Bridging the Sunday – Monday gap
For many Christians the highlight of their week is the Sunday service. Sadly many believe this is where the Kingdom of God is primarily expressed. Ministry is confined to that which is done within the church. This is demonstrated in the true story of a young lawyer who was asked what her ministry was. She replied “I teach Sunday school at my church” What a travesty!! Nothing she did during the week in bringing justice, compassion and resolution to the world in which she worked counted, in her mind, as having any spiritual value. How can we change people’s thinking to break free of this Sunday/Monday dichotomy?
Simply put we need to disavow the concept that divides the world into secular vs sacred, private vs public, faith vs work and charity vs justice. When we understand the Kingdom of God it is evident that everything is sacred because God is the creator of all things and nothing exists outside of His love and compassion. Our faith makes us responsible to bring the Kingdom into every area of life. In the words of Justine, a Burundian living in Rwanda, “I see what Jesus meant by the kingdom of God. I see that it’s about changing this world, not just escaping it and retreating into our churches. If Jesus’ message of the kingdom of God is true, then everything must change. Everything must change.”
What a profound insight – when the Kingdom is expressed – everything must change. The change begins in us and then it finds its expression in the world in which we live and work. It is about bringing God’s mercy, compassion, justice and righteousness into every sphere of His creation. So our lawyer friend has the opportunity and responsibility to bring about change in her chosen field of endeavour by using her gifts, training and experience to be an agent for change – an agent for the Kingdom.
One of the reasons many people switch off from Christianity is that we represent a faith that has no relevance to them. Henry Drummond, writing to his own generation many years ago put it powerfully. “It is because to large masses of people Christianity has become synonymous with a Temple service that other large masses of people decline to touch it…..what they cannot follow, and must evermore live outside of, is a worship which ends with the worshipper, a religion expressed only in ceremony, and a faith unrelated to life.” What a challenge – our faith has become self-centered and irrelevant to the real world.

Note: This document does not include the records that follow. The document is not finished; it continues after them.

PR #3567, opened 2019-03-22
 Use GLib for GetAuthor

jtanx:
I've had this patch in the windows releases for a long time. Might as well add it in to master.


jtanx:
Ah, realised that I should probably keep the behaviour from #3176.

gutils/gutils.c
```diff
@@ -28,70 +28,22 @@
...
-	author[sizeof(author)-1] = '\0';
-	ret = author;
+    if (author[0]) {
+        return author;
+    } else if (getenv("SOURCE_DATE_EPOCH")) {
+        const char *username = getenv("USER");
+        if (username) {
+            snprintf(author, sizeof(author), "%s", username);
+            return author;
+        }
```
skef: I take it it doesn't matter that this will be enabled and have priority under `__MINGW32_`?

jtanx: Yeah that's fine, from what I understand, the SOURCE_DATE_EPOCH+USER env variables were to always have higher priority for reproducibility (and there wasn't a mandate that this only applies to linux)

skef: lgtm

Issue #3570, opened 2019-03-23
HiDPI question - how can I make the CharView's ruler, toolbox larger?


ctrlcctrlv:
GDK has massively helped this project in re: HiDPI, but it seems like no matter what I set `ScreenWidthInches` or `GDK_SCALE` to, the ruler and toolbox remain a constant size.

How can I make them larger so I don't have to use a magnifier anymore to do my work? The massive size imbalance is easily seen in the image below.

![Screenshot_20190323_130416](https://user-images.githubusercontent.com/838783/54861852-330ff000-4d6c-11e9-8ce5-3cd348db0d20.png)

What we are looking at is a rediscovery of Kingdom theology. This has many aspects but one of the starting points is the doctrine of the Trinity. In a recent Lausanne paper on ‘Market Place Ministry’ the following conclusion was presented. ”To bridge the gap in our partial perceptions of God’s work we need to be more thoroughly trinitarian instead of having in practice a unitarian (one person) theology playing favourites with the Trinity. We need to develop a three mandate/commission theology (see diagram)”
|Social Justice, art & politics, responsible dominion||Evangelism, discipleship, personal ethics||Emotional health and spiritual power, signs and wonders, worship|
|Creation commission||Evangelism commission||Relational commission|
In these three commissions we see that the breadth of the Kingdom. “We are called to be part of God’s new creation, called to be agents of that new creation here and now. We are called to model and display that new creation in symphonies and family life, in restorative justice and poetry, in holiness and service to the poor, in politics and painting.” (Wright) The Kingdom is expressed in a wide variety of passions. Once we see the vastness of the Kingdom it helps understand how other people can be equally passionate about a range of issues that may not stir our hearts. This passion is an expression of the heart of God for His creation. We are to pursue the passion God has given us but equally to validate and appreciate the passion He has put in others.
When it comes to the church we can think of Sunday as the church ‘gathered’ and Monday as the church ‘scattered’. Sunday then becomes a time to strengthen, encourage and equip Christians to take the Kingdom into their world. As church growth expert, Eddie Gibbs says, churches should shift from an invitational, ‘Come’, seeker service strategy (which works in largely churched suburbs) to a ‘Go’ strategy of dispersal, with a sustained commitment to infiltrating each segment of this fragmenting world. The work place becomes a focal point for producing the Kingdom. As Kevin Costa, a London-based investment banker, states: “If the Christian faith is not relevant in the work place, it is not relevant at all.”
So from a Kingdom perspective there is no difference between Sunday and Monday. It can be argued in fact that what happens on Monday is more important.